En ese sentido, la Ministra ha destacado que el Gobierno mantiene su compromiso y esfuerzo inversor para asegurar el abastecimiento urbano y las actividades económicas con 5.700 millones de euros en el periodo 2008-2010, teniendo previstos más de 1.000 millones para este año 2011.

Rosa Aguilar ha realizado estas declaraciones durante la inauguración, junto al presidente de la Comunidad Foral de Navarra, Miguel Sanz, del trazado completo de la primera fase del sistema Itoiz-Canal de Navarra y su Zona Regable.

En concreto, hoy se han puesto en servicio los tramos 7B, 8, 9, 10A y 10B1, los últimos de la primera fase cuya inversión global alcanza los 477 millones de euros.

Las obras del Canal de Navarra, declaradas de interés general del Estado, han sido ejecutadas por la Sociedad Estatal Canal de Navarra, S.A (CANASA), participada en un 60% por el MARM y en un 40% por el Gobierno de Navarra.

En total, están en explotación 98 kilómetros del Canal y la Central Hidroeléctrica de pie de presa de Itoiz. Así, esta primera fase ya sirve tanto al riego de 22.336 hectáreas, de las 53.125 nuevas hectáreas que creará en total la infraestructura, como al abastecimiento de la Comarca de Pamplona y a la generación de energía.

El impacto económico y social de esta infraestructura es muy importante, ya que, la primera fase aportará una producción bruta de más de 120 millones de euros y la creación de 2.200 puestos de trabajo directos e indirectos.

Además, los usos del Canal son posibles gracias a la reserva en el embalse de Itoiz, ejecutado por el MARM y pieza clave del sistema, que supuso una inversión de 180 millones de euros y que conlleva diferentes actuaciones de restitución territorial en los municipios afectados por su construcción.

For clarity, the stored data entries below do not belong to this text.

PR #784, opened 2018-01-16
Static stdlibcpp

cor3ntin:
the debian/rules should be something like

```
cd debian/build && cmake -D USER_BUILD_VERSION=${DEBVERS} -DASEBA_STATICLIBSTDC:BOOL=ON -DCMAKE_BUILD_TYPE=Release -DCMAKE_INSTALL_PREFIX=../tmp/usr -DCMAKE_CXX_COMPILER=g++-5 -DCMAKE_C_COMPILER=gcc-5 ../..
```

Note sure you we could express that in a generic manner (aka only for the compiler when we have no choice)

### DIFF
--- a/CMakeLists.txt
+++ b/CMakeLists.txt
@@ -57,6 +57,14 @@ if (DEFINED CMAKE_SHARED_LINKER_FLAGS)
 	STRING(REPLACE "-Wl,--no-undefined" "" CMAKE_SHARED_LINKER_FLAGS "${CMAKE_SHARED_LINKER_FLAGS}")
 endif (DEFINED CMAKE_SHARED_LINKER_FLAGS)
 
+
+if (UNIX)
+    if (ASEBA_STATICLIBSTDC)
+		set(CMAKE_EXE_LINKER_FLAGS "-static-libstdc++")
+		set(CMAKE_SHARED_LINKER_FLAGS "-static-libstdc++")
+	endif ()
+endif ()
+
 # testing and defines
 enable_testing()
 add_definitions(-Wall)
--- a/debian/control
+++ b/debian/control
@@ -3,7 +3,7 @@ Maintainer: Stephane Magnenat <stephane@nospam.magnenant.net>
 Section:devel
 Priority:optional
 Standards-Version: 3.7.2
-Build-Depends: cmake (>=2.6), libdashel (>=1.1.0), libenki (>=2.0~git.20180109), libqt4-dev, libqt4-opengl-dev, libqtwebkit-dev, qt4-dev-tools, libqwt5-qt4-dev, libudev-dev, libxml2-dev, libsdl2-dev, libavahi-compat-libdnssd-dev
+Build-Depends: cmake (>=2.6), libdashel (>=1.1.0), libenki (>=2.0~git.20180109), libqt4-dev, libqt4-opengl-dev, libqtwebkit-dev, qt4-dev-tools, libqwt5-qt4-dev, libudev-dev, libxml2-dev, libsdl2-dev, libavahi-compat-libdnssd-dev, g++ (>=5.0) | g++-5 | g++-7
 
 Package:aseba
 Architecture: any


cor3ntin:
D'autre part j'ai eu des soucis au moment de l'installation à cause de `-DCMAKE_INSTALL_PREFIX=../tmp/usr`. tu es sur de ça ?

CMakeLists.txt
```diff
@@ -57,6 +57,14 @@ if (DEFINED CMAKE_SHARED_LINKER_FLAGS)
 	STRING(REPLACE "-Wl,--no-undefined" "" CMAKE_SHARED_LINKER_FLAGS "${CMAKE_SHARED_LINKER_FLAGS}")
 endif (DEFINED CMAKE_SHARED_LINKER_FLAGS)
 
+
+if(UNIX)
+    if(ASEBA_STATICLIBSTDC)
```
stephanemagnenat: indentation problem, please use tab

stephanemagnenat:
If I understand correctly, this should allow to compile on Trusty just by setting `ASEBA_STATICLIBSTDC` to true and forcing the g++ version? I am wondering, does the flag `ASEBA_STATICLIBSTDC` really belongs in the Aseba `CMakeLists.txt`? Shouldn't one instead directly specify `CMAKE_EXE_LINKER_FLAGS` and `CMAKE_SHARED_LINKER_FLAGS` for backports? I would like to avoid cluttering the main `CMakeLists.txt` file for very specific cases.

CMakeLists.txt
```diff
@@ -57,6 +57,14 @@ if (DEFINED CMAKE_SHARED_LINKER_FLAGS)
 	STRING(REPLACE "-Wl,--no-undefined" "" CMAKE_SHARED_LINKER_FLAGS "${CMAKE_SHARED_LINKER_FLAGS}")
 endif (DEFINED CMAKE_SHARED_LINKER_FLAGS)
 
+
+if(UNIX)
```
stephanemagnenat: Normally the style is to have a space between the if and the (VAR), although there were inconsistent edits in the past.

cor3ntin:
It's necessary - albeit not sufficient to build on trusty. See my first comment.
I do thinks it's a valid thing to have in the cmake file as more distributions may have the issue.

stephanemagnenat:
> I do thinks it's a valid thing to have in the cmake file as more distributions may have the issue.

I see the point, I feel unease with hard-coding the name of a specific libstdC++ (for example on Android there are different ones).

cor3ntin:
Going forward we could either use another variable for libc++ or use the
same variable and select the correct c++ STD lib. In any case there is only
2 implementation of the STL and I don't think any distro uses libc++ by
default.

stephanemagnenat:
My point was whether, rather than adding explicit support for static c++ library in the CMakeList.txt, to simple do this on the command line: 
```
cd debian/build && cmake -D USER_BUILD_VERSION=${DEBVERS} -DCMAKE_EXE_LINKER_FLAGS="-static-libstdc++" -DCMAKE_SHARED_LINKER_FLAGS="-static-libstdc++" -DCMAKE_BUILD_TYPE=Release -DCMAKE_INSTALL_PREFIX=../tmp/usr -DCMAKE_CXX_COMPILER=g++-5 -DCMAKE_C_COMPILER=gcc-5 ../..
```

I have a pretty bad experience with `CMakeLists.txt` that become too complex for special cases and become unmaintainable.

stephanemagnenat:
Btw, should we compile Dashel and Enki also with static c++ libraries?

cor3ntin:
We may do that for enki since it could use some apis not shipped in trusty.
I don't think it's the case though. I suggest you try to build aseba on the
ppa using these changes and we reevaluate that or later?

stephanemagnenat:
I'm working on preparing the package for the PPA new. But I'm confused:
- You said previously in a private discussion that the libstdc++ shipped by the default with Trusty should be sufficient for Aseba, did experimentation showed otherwise?
- The Debian control files specifies `g++ (>=5.0) | g++-5 | g++-7`, which g++ will this install? If it does not install version 5, Aseba will not build because version 5 is specified in the rules files.

cor3ntin:
As I think I mentioned earlier, I made no attempt to make the rules files
generic which we should. g++-5 is hard-coded for trusty. which is less than
ideal but will let you build on trusty. At some point we may want to write
a script that tries various version of g++ until it finds a suitable one.


2018-01-17 15:22 GMT+01:00 Stéphane Magnenat <notifications@github.com>:

stephanemagnenat:
Trusty builds are done, closing this PR.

La primera fase del canal tiene un caudal de 45 m3/s. En su recorrido existen 16 tomas de riego y tres de abastecimiento y se han construido tres embalses, las balsas de Villaveta, Monreal y Artajona. A esto se suman las dos centrales hidroeléctricas mencionadas, la de pie de presa de Itoiz y la de toma del Canal, con una potencia total de 50 Mw.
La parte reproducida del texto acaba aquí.